• Welcome to BookAndReader!

    We LOVE books and hope you'll join us in sharing your favorites and experiences along with your love of reading with our community. Registering for our site is free and easy, just CLICK HERE!

    Already a member and forgot your password? Click here.

Voice recognition

Aardvark

New Member
Do any forum members out there have any experience of using voice recognition software on their pc?



I've been toying with the idea of buying a copy of the IBM "Via Voice" software and wondered if anyone had used it or any similar product.



Any feedback would be welcomed :)
 
I'm dictating this with Dragon right now. I love it.

It's good if you produce a lot of documents, but you need to enunciate very clearly. Even then, it will make mistakes, but the mistakes don't bother me. It is much faster than I can type. Since I want to write clearly, I always go back and edit what I'm writing, so I catch most mistakes. Plus, I make a lot of mistakes when I type, so I'm not losing accuracy.

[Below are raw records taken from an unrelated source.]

Issue #3241, opened 2024-07-26
gadgets/trace_tcpretrans: Missing tests


mauriciovasquezbernal:
The [trace_tcpretrans](https://github.com/inspektor-gadget/inspektor-gadget/tree/main/gadgets/trace_tcpretrans) gadget doesn't have any test implemented. There is not a built-in version of this gadget, hence these tests need to be implemented from scratch.

mastersans:
I'll like to work on this one.

PR #3294, opened 2024-08-05
feat(test): added test for gadgets/trace_tcpretrans 

mastersans:
fixes: #3241
- added test for trace tcp retransmission gadget.

cc @burak-ok @mauriciovasquezbernal 
### Testing done: Yes
I ran test locally and heres output :
Screenshot from 2024-08-05 17-42-24

### DIFF
--- a/gadgets/trace_tcpretrans/test/trace_tcpretrans_test.go
+++ b/gadgets/trace_tcpretrans/test/trace_tcpretrans_test.go
@@ -1,0 +1,140 @@
+// Copyright 2024 The Inspektor Gadget authors
+//
+// Licensed under the Apache License, Version 2.0 (the "License");
+// you may not use this file except in compliance with the License.
+// You may obtain a copy of the License at
+//
+//     http://www.apache.org/licenses/LICENSE-2.0
+//
+// Unless required by applicable law or agreed to in writing, software
+// distributed under the License is distributed on an "AS IS" BASIS,
+// WITHOUT WARRANTIES OR CONDITIONS OF ANY KIND, either express or implied.
+// See the License for the specific language governing permissions and
+// limitations under the License.
+
+package tests
+
+import (
+	"fmt"
+	"testing"
+
+	"github.com/stretchr/testify/require"
+
+	gadgettesting "github.com/inspektor-gadget/inspektor-gadget/gadgets/testing"
+	igtesting "github.com/inspektor-gadget/inspektor-gadget/pkg/testing"
+	"github.com/inspektor-gadget/inspektor-gadget/pkg/testing/containers"
+	igrunner "github.com/inspektor-gadget/inspektor-gadget/pkg/testing/ig"
+	"github.com/inspektor-gadget/inspektor-gadget/pkg/testing/match"
+	"github.com/inspektor-gadget/inspektor-gadget/pkg/testing/utils"
+	eventtypes "github.com/inspektor-gadget/inspektor-gadget/pkg/types"
+)
+
+type traceTCPretransEvent struct {
+	eventtypes.CommonData
+
+	Timestamp string `json:"timestamp"`
+	MntNsID   uint64 `json:"mntns_id"`
+	NetNs     uint64 `json:"netns_id"`
+
+	Pid uint32 `json:"pid"`
+	Tid uint32 `json:"tid"`
+	Uid uint32 `json:"uid"`
+	Gid uint32 `json:"gid"`
+
+	Comm string           `json:"comm"`
+	Type string           `json:"type"`
+	Src  utils.L4Endpoint `json:"src"`
+	Dst  utils.L4Endpoint `json:"dst"`
+}
+
+func TestTraceTCPretrans(t *testing.T) {
+	gadgettesting.RequireEnvironmentVariables(t)
+	utils.InitTest(t)
+
+	if utils.CurrentTestComponent == utils.KubectlGadgetTestComponent {
+		t.Skip("Skipping test as K8s doesn't support privileged containers")
+	} else if utils.CurrentTestComponent == utils.IgLocalTestComponent && utils.Runtime == "containerd" {
+		t.Skip("Skipping test as containerd test utils can't use the network")
+	}
+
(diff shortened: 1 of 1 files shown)


gadgets/trace_tcpretrans/test/trace_tcpretrans_test.go
```diff
@@ -0,0 +1,126 @@
...
+}
+
+func TestTraceTCPretrans(t *testing.T) {
+	gadgettesting.RequireEnvironmentVariables(t)
+	utils.InitTest(t)
+
+	containerFactory, err := containers.NewContainerFactory(utils.Runtime)
+	require.NoError(t, err, "new container factory")
+	containerName := "test-trace-tcpretrans"
+	containerImage := "wbitt/network-multitool:latest"
```
mauriciovasquezbernal, line 56: Please use the full name of the image: `docker.io/wbitt/network-multitool:latest` (we've seen situations when not using the registry causes issues to run the tests)

gadgets/trace_tcpretrans/test/trace_tcpretrans_test.go
```diff
@@ -0,0 +1,126 @@
...
+
+	var ns string
+	//run the container with privileged mode to be able to use tc command
```
mauriciovasquezbernal, line 59: nit: add space after `// ` in comments.

gadgets/trace_tcpretrans/test/trace_tcpretrans_test.go
```diff
@@ -0,0 +1,126 @@
...
+	containerOpts := []containers.ContainerOption{containers.WithContainerImage(containerImage), containers.WithPrivileged()}
+
+	if utils.CurrentTestComponent == utils.KubectlGadgetTestComponent {
+		ns = utils.GenerateTestNamespaceName(t, "test-trace-tcpretrans")
+		containerOpts = append(containerOpts, containers.WithContainerNamespace(ns))
+	}
+	//for testing purpose drop 25% of packets and wget 1.1.1.1 every 0.1 seconds
+	cmds := "tc qdisc add dev eth0 root netem drop 30% && while true; do wget --no-check-certificate -q -O /dev/null 1.1.1.1; sleep 0.1; done"
```
mauriciovasquezbernal, line 67: use https://1.1.1.1 to be sure the destination port is always 443.

gadgets/trace_tcpretrans/test/trace_tcpretrans_test.go
```diff
@@ -0,0 +1,126 @@
...
+	NetNs     uint64 `json:"netns_id"`
+
+	Pid uint32 `json:"pid"`
+	Tid uint32 `json:"tid"`
+	Uid uint32 `json:"uid"`
+	Gid uint32 `json:"gid"`
+
+	Comm string           `json:"comm"`
+	Type string           `json:"type"`
+	Dst  utils.L4Endpoint `json:"dst"`
```
mauriciovasquezbernal, line 46: Why is src missing?

mauriciovasquezbernal (commented):
Looks very good, thanks! Two minor comments and a question.

gadgets/trace_tcpretrans/test/trace_tcpretrans_test.go
mastersans: Hi @mauriciovasquezbernal,
I wasn't sure about the IP for the container, and I also wanted to ask about using tc to emulate packet drop, which requires NET_ADMIN capabilities. With my understanding of IG, there isn't a way to add individual capabilities to test containers. As a result, I am running the container with privileges, which may cause errors with K8s since it doesn't support privileged containers. Is there a workaround for this? Should we add something like container.AddCapabilities() to testutils? I hope I didn't miss something obvious.
Thanks!

mauriciovasquezbernal: I think we can at least check that the field is present. (Using the normalize logic)

Regarding capabilities and privileged, I think for testing purposes it's just fine to be able to run the pod / container as privileged. Regarding the k8s thing, I'd suggest to skip this test on k8s, you can use something like:

https://github.com/inspektor-gadget/inspektor-gadget/blob/84d2519362b494848d31d4ddf9cfa2fcbf87cf37/gadgets/trace_dns/test/trace_dns_test.go#L71-L73

(checking for utils.CurrentTestComponent == utils.KubectlGadgetTestComponent should work)

mastersans: @mauriciovasquezbernal I have made the desired changes and squashed the commits for this one, Thanks!

mauriciovasquezbernal (approved):
LGTM. I'll merge once the CI passes. Thanks!

mastersans:
> LGTM. I'll merge once the CI passes. Thanks!

@mauriciovasquezbernal not sure why retrans test is not capturing and failing, I'll find solution and will let you know.

gadgets/trace_tcpretrans/test/trace_tcpretrans_test.go
```diff
@@ -0,0 +1,140 @@
...
+	var ns string
+	// run the container with privileged mode to be able to use tc command
+	containerOpts := []containers.ContainerOption{containers.WithContainerImage(containerImage), containers.WithPrivileged()}
+
+	if utils.CurrentTestComponent == utils.KubectlGadgetTestComponent {
+		ns = utils.GenerateTestNamespaceName(t, "test-trace-tcpretrans")
+		containerOpts = append(containerOpts, containers.WithContainerNamespace(ns))
+	}
+	// for testing purpose drop 30% of packets and wget 1.1.1.1 every 0.1 seconds
+	cmds := "tc qdisc add dev eth0 root netem drop 30% && while true; do wget --no-check-certificate -q -O /dev/null https://1.1.1.1; sleep 0.1; done"
```
mauriciovasquezbernal, line 74: Perhaps increase the drop probability so we're sure packets are dropped while running the test.

mauriciovasquezbernal: You're right. I don't think that's the issue.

You need to have realistic expectations. If you expect Star Trek like perfection you will be disappointed. If you compare it to an imperfect keyboard, you'll probably be happy. The most important recommendation, however, is to get a very powerful computer with a ton of memory and a massive hard drive. It is a resource hog. If you try to run it on a slow machine you will be bitterly disappointed.

Also, you lose all privacy. If you are writing a violent thriller, or spicy romance, you might prefer being able to silently key in your words. ;)
 
Aardvark,
I had experience of two sorts a few years ago, and I'll offer one important suggestion.

First, I knew a woman engineer at the office who used either that or Dragon Naturally Speaking all the time for composition of reports. Her reason was to avoid worsening her carpal tunnel condition so she really had no choice. She felt it worked fine for her purposes once she got it trained and got used to the special spoken commands for inserting punctuation marks, paragraphs breaks, stc. And, very important, after learning to speak consistently in the measured, even voice with which she had trained it. She remarked that if she had a slight cold, for example, the recognition went way down. On the other hand, she also had a slight lisp and she was impressed that the machine was able to deal with that. And she also remarked that using the software moved the physical stress from her wrist to her vocal cords. The somewhat unnatural way of speaking stressed her throat and she had to take breaks after every hour to two hours or so of continual speaking.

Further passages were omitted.